あたしが今戦っているのは、牛のような形をした魔女。

こいつは、あたしが魔法少女になってから初めて戦った奴だ。

自分のテリトリーで逃げられたもんだから、落とし前つけにわざわざ隣町にまで来たんだけど...

杏子「ったた...相変わらずなんて馬鹿力なやつ!」

あの時もそうだった。

あいつの斧での力任せの攻撃には手を焼いた。

悔しいが、力ではあいつに分があるようだ。

杏子「だけど、今回はいつぞやの二の舞にはならないよ!」

そうだ。あの時はこの魔法を使えなかったが、今は違う。

この幻惑の魔法があれば、こいつとも戦える筈だ。

あたしとあたしの幻影。
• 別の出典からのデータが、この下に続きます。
PR #1052, opened 2025-07-07
Fix S3 storage implementation and add documentation

bplatz:
## Summary

This PR fixes several issues with the S3 storage implementation and adds documentation.

### Bug Fixes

各々槍を構え、二人で魔女へ突撃していく。

そのうち片方が魔女へ跳びかかる。

あいつは、それを斧であっさりと切り裂いた。

でも

杏子「残念!そっちはニセモノさ!」

今度は、隙だらけになった魔女を真っ二つに切り裂いてやった。


魔女の姿は消え失せ、持っていた斧がカランと音を立てて地面に落ちた。

杏子「よしっ、やっとリベンジ果たせた!」

QB「杏子、まだだ!」

杏子「えっ?わっ!?」

突如纏わりついたもやに、あたしの身体の自由は奪われた。

杏子(駄目だ、このままじゃ―――)

あたしの嫌な予感は、魔女の姿が復元されると共に確信へと変わった。

魔女が、あたしを切り裂かんと斧を振り上げる。

杏子(―――――!)

迫りくる死の予感に、あたしは目を瞑ってしまった。

そんな時だった。


「なるほど...幻惑の魔法、面白い力だわ」



声がした。

恐る恐る目を開けてみると、魔女の斧に黄色のリボンが巻きつき、あたしへの攻撃を防いでいた。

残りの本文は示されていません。